Congratulations you are going to enjoy it!


----------



## kd4gij (Mar 27, 2015)

Congrats,Looks good man. I have the G0704 Same mill without the dro.


----------



## wrmiller (Mar 27, 2015)

Congrats! Now the fun begins...


----------



## bluegrass-engineer (Mar 28, 2015)

I finished the break in last night with no problems.  Everything seems to work perfectly.  There was no problem getting to 2200 RPM and staying there.  By the time I had finished running it in reverse at 1000 RPM for 10 minutes the motor housing was just getting warm to the touch.  That's after nearly 45 minutes of continuous operation.  I am very pleased.

Cleaning all the grit from the lead screws is annoying.  It seems to me they don't even try to remove cuttings.  Wouldn't that be a quick and simple thing to do?  On the other hand, there is plenty of cosmoline.  Now we know why China is using so much petroleum.  

Thanks to all for your comments and best wishes.  Nice group of folks here.


----------



## brav65 (Mar 28, 2015)

bluegrass-engineer said:


> I finished the break in last night with no problems.  Everything seems to work perfectly.  There was no problem getting to 2200 RPM and staying there.  By the time I had finished running it in reverse at 1000 RPM for 10 minutes the motor housing was just getting warm to the touch.  That's after nearly 45 minutes of continuous operation.  I am very pleased.
> 
> Cleaning all the grit from the lead screws is annoying.  It seems to me they don't even try to remove cuttings.  Wouldn't that be a quick and simple thing to do?  On the other hand, there is plenty of cosmoline.  Now we know why China is using so much petroleum.
> 
> Thanks to all for your comments and best wishes.  Nice group of folks here.

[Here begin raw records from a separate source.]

PR #982, opened 2025-03-12
Email trigger attachments

csansoon:
- Added support for PromptLFiles, which automatically include file parameters as message contents
- Added support for attachments in Email Triggers
- Removed container on Email Trigger's sent email content

### DIFF
--- a/packages/core/src/services/commits/RunDocumentChecker/index.ts
+++ b/packages/core/src/services/commits/RunDocumentChecker/index.ts
@@ -4,12 +4,26 @@ import {
   type ReferencePromptFn,
 } from '@latitude-data/compiler'
 import { RunErrorCodes } from '@latitude-data/constants/errors'
-import { Adapters, Chain as PromptlChain, scan } from 'promptl-ai'
+import {
+  Adapters,
+  isPromptLFile,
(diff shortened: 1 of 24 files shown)


packages/core/src/services/commits/RunDocumentChecker/index.ts
```diff
@@ -121,6 +146,90 @@ export class RunDocumentChecker {
...
+          url,
+          file: {
+            name: fileName,
+            type: contentType ?? '',
+            size: parseInt(contentLength ?? '0'),
+          } as File,
+        }),
+      )
+    } catch (e) {
+      return Result.error(new LatitudeError(`Error fetching file: ${url}`))
```
andresgutgon, line 189: Do we want to fail? All will fail even if only of the files is wrong no?

andresgutgon (approved):

packages/core/src/services/commits/RunDocumentChecker/index.ts
csansoon: If a file fails, it means the URL is not available... That would be unexpected behaviour for the user, right?

PR #953, opened 2025-03-06
Adapt document parameters to use datasets v2

andresgutgon:
# What?
Last part of datasets v2 in the app. 

## Issue
https://github.com/latitude-dev/latitude-llm/issues/918

## TODO
- [x] Change dataset parameter hook to have a uniq API between V1 and V2 Datasets
- [x] QA v1 datasets keep working after refactor
- [x] Read default parameters from metadata.
- [x] Make runtime value mapping of dataset values to avoid stale values when a dataset row cell is updated or dataset headers are re-ordered.
- [x] DO `withPosition` endpoint to get selected dataset row 
- [x] Change DatasetRow navigation to work as logs navigation (Both are rows in the DB now)
- [x] Syncronize parameters in datasets v2 with document parameters. Otherwhise preview fails
- [x] Add a Zustand global store for document parameters 
- [x] Implement copy to manual from datasets V2
- [x] Remove feature flag
- [x] QA document parameters with V1 ⏬ 

## Next 
- [ ] Datasets v1 migration
- [ ] Implement copy to manual parameters

PR #983, opened 2025-03-12
Add new dataset V2 document relations

andresgutgon:
# What?
Migrations for this PR
https://github.com/latitude-dev/latitude-llm/pull/953

### DIFF
--- a/packages/core/src/lib/documentPersistedInputs.ts
+++ b/packages/core/src/lib/documentPersistedInputs.ts
@@ -45,6 +45,11 @@ export type LinkedDataset = {
   mappedInputs: Record<string, number>
 }
 
+export type LinkedDatasetRow = {
+  datasetRowId: number | undefined
+  mappedInputs: Record<string, string>
+}
+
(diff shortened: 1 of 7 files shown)


packages/core/src/lib/documentPersistedInputs.ts
```diff
@@ -45,6 +45,11 @@ export type LinkedDataset = {
   mappedInputs: Record<string, number>
 }
 
+export type LinkedDatasetRow = {
+  datasetRowId: number | undefined
```
neoxelox, line 49: I dont know how this can be undefined but ok

neoxelox (approved):

packages/core/src/lib/documentPersistedInputs.ts
andresgutgon: I'll double check in this PR: https://github.com/latitude-dev/latitude-llm/pull/953 maybe it's not necessary to set as `undefined`

PR #3560, opened 2026-06-14
feat(monitors): make alert source nullable (sourceless unified-kind alerts)

geclos:
> **Stacked on #3559 → #3558 → #3557 → #3556 → #3555.** Merge those first; base retargets as they land.

## What

Makes a monitor alert's `source` **nullable**. Unified `event.*`/`metric.*` alerts watch the monitor's `target` (`{stream, filterSet, metric}`), not a `(sourceType, sourceId)` — so they carry no source.

- Migration: `monitor_alerts.source_type` → `DROP NOT NULL` (purely relaxing).
- Entity: `MonitorAlert.source: {type, id} | null`.
- Every source-based reader/serializer null-safed.

## Why

The alert-model prerequisite for the evaluator + create path that make tool/user monitors fire (next PR). Legacy alerts always have a source, so this is the last schema/entity relaxation before wiring firing.

## Why it's safe

Strictly additive and behavior-preserving:
- `DROP NOT NULL` changes no data and is reversible; only `monitor_alerts` touched (`alert_incidents.source_type` stays NOT NULL).
- Legacy `savedSearch.*`/`issue.*` alerts always have a source — the `run-*-alert` use-cases still `die` on a missing id (unreachable for them), and all source-based queries (live + fake repo) exclude null-source alerts exactly as a SQL `source_type = 'savedSearch'` predicate would.
- **No null-source alert can be created or serialized through any existing path** — `buildMonitorAlert` still rejects unified kinds and requires a source. `update-monitor-alert` validation can't loosen a legacy alert to null (its input `source.type` is non-nullable).

## Verification

- Typecheck clean: `@domain/monitors`, `@platform/db-postgres`, `@app/api`, `@app/web`, `@app/workers`, `@domain/alerts`, `@domain/notifications`, `@domain/admin`.
- `@domain/monitors`: 115 tests; `monitor-repository.test.ts`: 46 (incl. a real-DB round-trip of a `metric.threshold` alert with `source: null`).
- `knip` + `format` clean.
- Adversarial review: **Approve** — verified the migration is purely relaxing, every former `alert.source.X` access is null-safe and legacy-preserving, validation can't loosen legacy alerts, mappers are symmetric, and fake↔live repo parity holds. Acted on its MINOR: made the OpenAPI `source` field `.nullable()` so the published contract matches before unified alerts ship.

## Follow-ups

- Evaluator reads `monitor.target` (prefers it; else saved-search source) + unified-kind create path → **tool/user monitors fire end-to-end**.


geclos:
Adversarial-review note (non-blocking for this stacked PR): this PR makes `source` nullable in `apps/api/src/openapi/entities/monitor.ts` and `toMonitorAlertResponse`, but the generated `apps/api/openapi.json`, `mcp.json`, and the Fern TS/Python SDKs were not regenerated. The `API Manifests` workflow only runs on PRs whose base is `development`, so it won't fire here — but it **will** fail once this lands on `development` unless the manifests/SDKs are regenerated (`pnpm --filter @app/api openapi:emit` + `mcp:emit` + Fern generate). Consistent with the epic's deferred API/SDK surface; flagging so it isn't missed at merge time.

geclos:
@claude review

geclos:
Triaged the review — **Approve**, no changes needed. The three minor findings are all non-blocking and either resolved upstack or unreachable:

- **`event.matched` missing from `KINDS_WITHOUT_CONDITION`** — unreachable here (`event.matched` isn't user-creatable at this PR). Verified it's already handled at #3562, where the set is hoisted to `@domain/shared` and includes `event.matched` — i.e. fixed exactly where it becomes reachable.
- **`updateAlert` port doesn't carry `sourceType`** — latent. A legacy→unified kind change can't reach an inconsistent state: validation requires a unified kind to have no source, and `input.source ?? alert.source` can't null an existing source via update, so the transition is rejected rather than leaving a stale `source_type`. No action.
- **Fake repo `updateAlert` drops `sourceId` for null-source alerts** — correct behavior; the optional defensive assert isn't a convention here.

Also confirms the openapi/mcp/SDK regen is correctly deferred to merge-time (API Manifests only runs on `development`-based PRs).

PR #3561, opened 2026-06-14
feat(monitors): unified metric-alert evaluator (metric.threshold/escalating)

geclos:
> **Stacked on #3560 → #3559 → #3558 → #3557 → #3556 → #3555.** Merge those first; base retargets as they land.

## What

A pure evaluator for the unified alert kinds:
- `evaluateMetricAlert` (`metric.threshold`, point)
- `evaluateMetricEscalatingAlert` (`metric.escalating`, sustained)

Both compute the verdict over a monitor's resolved target (`{stream, filterSet, query, metric}`) via the `MetricSeriesReader`. The computational core of unified-monitor firing.

## How

Mirrors the saved-search evaluator's window / baseline / seasonal math (helpers now exported and shared — **legacy logic unchanged**), with the unified generalizations:
- the measured metric is the target's (not a hardcoded count);
- the absolute threshold is a **float `value`** (not an int count);
- a `multiplier` baseline is normalized to the window **only for accumulating metrics** (`count`/`sum`); intensive metrics (`avg`/`p95`/`errorRate`) compare directly;
- `metric.threshold` uses a fixed 5-min current window for all modes (a current-window rate is the right semantics for a float metric — the evaluator is pure, taking target+condition+now).

## Why it's safe

Pure and isolated — **not yet wired** to a state machine/orchestrator (firing + incidents are the next PR). The only change to the legacy evaluator is adding `export` to four math helpers (`WEEK_MS`/`mean`/`sampleStddev`/`baselineWindow`); no behavior change.

## Verification

- `@domain/monitors` typecheck clean; 120 tests pass (115 + 5 new).
- New unit tests (fake reader): absolute fire/no-fire, multiplier normalization split (same data → count fires at threshold ≈1, avg doesn't at threshold 12), per-bucket escalating scaling (10×1-min buckets, accumulating scaled vs intensive as-is).
- `knip` + `format` clean.
- Adversarial review: **Approve with nits** — verified legacy untouched, the accumulating-vs-intensive split is the correct generalization, escalating per-bucket math matches legacy, window choice deliberate. Acted on its Minor (gate `firstEventInWindow` on firing/activity, not the metric value — an intensive metric can be 0 with activity) and the test-comment nit.

## Follow-ups

- Wire the evaluator into state machines + orchestrator + **incident model** (sourceless incidents + notifications) → tool/user monitors fire end-to-end.
- Unified-kind create path; in-context tool/user UI + dashboard Target column.

### DIFF
--- a/packages/domain/monitors/src/index.ts
+++ b/packages/domain/monitors/src/index.ts
@@ -66,6 +66,14 @@ export { buildMonitorAlert } from "./use-cases/create-monitor-alert.ts"
 export type { DeleteMonitorError, DeleteMonitorInput } from "./use-cases/delete-monitor.ts"
 export { deleteMonitorUseCase } from "./use-cases/delete-monitor.ts"
 export type {
+  EvaluateMetricAlertError,
+  EvaluateMetricAlertInput,
+  EvaluateMetricEscalatingAlertInput,
+  MetricAlertEvaluation,
+  MetricEscalatingEvaluation,
+} from "./use-cases/evaluate-metric-alert.ts"
+export { evaluateMetricAlert, evaluateMetricEscalatingAlert } from "./use-cases/evaluate-metric-alert.ts"
+export type {
   EvaluateSavedSearchAlertError,
   EvaluateSavedSearchAlertInput,
   SavedSearchEscalatingEvaluation,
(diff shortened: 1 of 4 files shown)


geclos:
Adversarial-review note (non-blocking, follow-up): `mode: "expected"` is reachable for intensive metrics (errorRate/avg/p95) via the in-context form, but `seasonalAnomalyThreshold` floors σ at `max(observed, √expected, 1.0)` — count-calibrated. For `errorRate ∈ [0,1]` the threshold is ≥ ~1.0, so the alert can effectively never fire (same for sub-unit avg/p95 cost). The right fix is a product/statistical decision (drop the count floors for intensive metrics, or disallow `expected` mode for them) on a helper shared with issue detection, so it's intentionally left out of this triage pass rather than patched blind. Worth resolving before unified metric monitors are advertised.

geclos:
@claude review

PR #3562, opened 2026-06-14
feat(monitors): unified create path (target-on-monitor, sourceless alerts)

geclos:
> **Stacked on #3561 → … → #3555.** Merge those first; base retargets as they land.

## What

`createMonitorUseCase` can now create **target-on-monitor** monitors whose alerts are unified `event.*`/`metric.*` kinds (no source) — the domain capability behind tool/user monitors.

- `buildMonitorAlert` splits on kind: legacy `savedSearch.*` still require a saved-search source; unified kinds take **none** (and `event.matched` joins the no-condition set).
- `createMonitorUseCase` gains an optional `target` and enforces the **source-vs-target invariant**: a monitor is homogeneous (all-unified-with-target or all-legacy-with-source); mixing or missing/extra target is rejected.
- `USER_CREATABLE_ALERT_KINDS` gains the unified kinds; `KINDS_WITHOUT_CONDITION` is **hoisted to `@domain/shared`** (was duplicated + had drifted across the create/update alert use-cases).

## Why it's safe

Additive and behavior-preserving: legacy saved-search creation is unchanged, and the **public API/web create surface is untouched** (no `target` field, kinds still restricted there) — a unified-kind create via those entry points fails cleanly with a `ValidationError`, no broken monitor persists.

## Verification

- Typecheck clean: `@domain/shared`, `@domain/monitors`, `@app/api`, `@app/web`, `@app/workers`.
- `@domain/monitors`: 128 tests (incl. unified create round-trip, sourceless `buildMonitorAlert` paths, and the rejection cases).
- `knip` + `format` clean.
- Adversarial review: **Request changes → fixed.** It caught two MAJOR defects, both fixed + covered by tests:
  1. the source-vs-target check used `some()`, letting a **mixed legacy+unified alert array** persist an incoherent monitor → now rejects any mix (`field: "alerts"`);
  2. `update-monitor-alert`'s **stale local `KINDS_WITHOUT_CONDITION`** made a freshly-created `event.matched` alert un-updatable → fixed by hoisting the constant to `@domain/shared`.
  Also added the suggested direct `buildMonitorAlert` unit tests.

## Follow-ups

- The firing vertical: state machines + orchestrator + **sourceless incidents** (nullable `alert_incidents` + notification handling) → unified monitors fire end-to-end.
- In-context tool/user monitor UI + dashboard Target column.

### DIFF
--- a/packages/domain/monitors/src/use-cases/create-monitor-alert.test.ts
+++ b/packages/domain/monitors/src/use-cases/create-monitor-alert.test.ts
@@ -80,7 +80,11 @@ describe("buildMonitorAlert", () => {
       buildMonitorAlert(
         {
           kind: "metric.threshold",
-          condition: { kind: "metric.threshold", metric: { kind: "errorRate" }, threshold: { mode: "absolute", value: 0.1 } },
+          condition: {
+            kind: "metric.threshold",
+            metric: { kind: "errorRate" },
+            threshold: { mode: "absolute", value: 0.1 },
+          },
         },
         monitorId,
         at,
--- a/packages/domain/monitors/src/use-cases/create-monitor-alert.test.ts
+++ b/packages/domain/monitors/src/use-cases/create-monitor-alert.test.ts
@@ -68,4 +68,44 @@ describe("buildMonitorAlert", () => {
     )
     expect(error._tag).toBe("AlertConditionMismatchError")
   })
+
+  it("builds a sourceless unified alert with no condition (event.matched)", async () => {
+    const alert = await Effect.runPromise(buildMonitorAlert({ kind: "event.matched" }, monitorId, at))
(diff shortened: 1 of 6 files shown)


geclos:
@claude review

geclos:
Triaged the review. Fixed the one item that mattered; the rest don't warrant changes:
- **Misleading source error for unified kinds — fixed** (`d67d4a0e6`). The update path emitted `Source type must be "null" for event.matched`; now mirrors the create path (`Alerts of kind "X" take no source`). Also dropped the now-false "only saved-search kinds are user-owned" comment. (This was also flagged on #3558 — fixed here where unified kinds first become user-creatable/reachable.)
- **Stale comment / event.matched+target integration test** — comment removed above; the green path is covered at the unit level in `create-monitor-alert.test.ts`, so the integration-level case is optional. No change.

PR #3563, opened 2026-06-14
feat(monitors): firing vertical for unified metric monitors

geclos:
## What & why

PR9 of the unified-monitors epic. Wires the **unified (target-on-monitor) monitor family end to end** so tool/user/raw-stream monitors actually fire — alongside the existing saved-search family, on the same trigger/throttle. Stacked on `feat/monitors-unified-create`.

This is the **backend firing vertical only**. The in-context Tools/Users creation UI + dashboard Target column ship separately in PR10.

## Changes

- **Sourceless incidents.** `alert_incidents.source_type`/`source_id` become nullable — unified incidents carry no source (the target is recovered via `monitorAlertId`). The resulting cascade is handled everywhere a read path touched source:
  - `request-incident-notifications.ts`: a `SourcedIncident` type-guard **early-skips** sourceless incidents from the source-based notification path and narrows for all downstream helpers.
  - web serializers (`alerts.functions.ts`, `monitors.functions.ts`, `monitor-incidents-table.tsx`), the issue sweeper, `resolve-alert-incident`, the saved-search incident writer, and seeds — all null-guarded.
- **State machine** (`run-metric-monitor-alert.ts`): `event.matched` (point), `metric.threshold` (rearm open/close), `metric.escalating` (sustained gate, threshold frozen at open via `entrySignals`) — writing sourceless incidents.
- **Orchestrator** (`check-metric-monitors.ts`): lists active metric alerts, resolves each target (live saved-search ref or inline filterSet), dispatches with per-alert failure isolation; races a since-deleted saved search safely.
- **Repository** (`listActiveMetricMonitorAlerts`): only target-bearing monitors — **provably disjoint** from the saved-search lister, so no alert is double-fired.
- **Worker**: runs both families, **failure-isolated** so one family's list-query error can't starve the other on a tick.

## Deferred

Unified-incident notification *copy* — sourceless incidents open but do not notify yet (the source-based renderer doesn't cover them). Tracked for a follow-up.

## Testing

- `@domain/monitors` 131 tests green, incl. new `check-metric-monitors.test.ts` (threshold opens a sourceless incident; below-threshold opens none; no-target/legacy monitor ignored).
- `@domain/notifications` 56, `@domain/alerts` 10 green.
- typecheck/format/knip clean across affected packages.

## Review

Adversarial review run before opening: verdict **SHIP**, null-source cascade fully guarded, two firing paths provably disjoint (no double-fire). The one actionable MINOR — worker failure-isolation between the two families — is applied in this PR.

### DIFF
--- a/apps/web/src/domains/alerts/alerts.functions.ts
+++ b/apps/web/src/domains/alerts/alerts.functions.ts
@@ -38,7 +38,8 @@ export interface AlertIncidentRecord {
   readonly kind: AlertIncidentKind
   readonly severity: AlertSeverity
   readonly sourceType: AlertIncident["sourceType"]
-  readonly sourceId: string
+  /** `null` for unified (target-on-monitor) incidents — the target lives on the monitor. */
+  readonly sourceId: string | null
   readonly startedAt: string
   readonly endedAt: string | null
   /** Resolved name of the issue tied to the incident; `null` if not found (e.g., deleted). */
@@ -108,7 +109,7 @@ export const listProjectAlertIncidentsInRange = createServerFn({
         })
 
         const issueIds = Array.from(
-          new Set(incidents.filter((i) => i.sourceType === "issue").map((i) => i.sourceId)),
+          new Set(incidents.flatMap((i) => (i.sourceType === "issue" && i.sourceId !== null ? [i.sourceId] : []))),
         ).map(IssueId)
 
         const issues =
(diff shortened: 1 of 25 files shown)


geclos:
@claude review

geclos:
Triaged the review. Addressed the one substantive item; the rest are accurate observations that don't warrant changes here:

- **`metric.escalating` missing `lockAlertForUpdate` — fixed** (`346baee37`). Confirmed the asymmetry: `metric.threshold` locks before its read-then-insert, `metric.escalating` didn't. Added the same `FOR UPDATE` lock so concurrent ticks can't double-open an incident. Note: the saved-search escalating runner has the identical pre-existing unlocked pattern — left as a separate uniform follow-up rather than touching shipped behaviour in this PR.
- **`event.matched` / `metric.escalating` test coverage** — fair gap; deferring to a focused follow-up (orchestrator→state-machine→writer path), tracked with the epic.
- **`SavedSearchEntrySignals` reuse / `closeSavedSearchIncident` source guard** — structurally correct today; noted for if/when the types are reused more broadly. No change.

The review also confirmed the sweep change (`listProjectsWithActiveMonitorAlerts`) and the disjoint-firing/migration/worker-isolation analysis, which matches our own pass.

I agree about the lead screws, I actually took my PM-25MV completely apart and cleaned and deburred all the parts, reassembled and adjusted the gibs.  It was a great learning experience, as I am new to metalworking.  My table runs like butter now.  All I need now is a power feed for the X!


----------



## coolidge (Mar 28, 2015)

Congrats on your new mill!! Let us know if we can help you spend money on tooling, work holding, and measurement we are pretty good at that


----------



## mwest (Mar 30, 2015)

Very cool, I am waiting for a call to schedule delivery on the same mill.  I just checked the Grizzly site today and noticed that they have them in stock at my local outlet.  Please do post any tips or tricks that you discover.  This is my first mill and I am still trying to sort out the essential setup steps.


----------



## 007 (Apr 7, 2015)

Your going to love that machine. I own the same model.


----------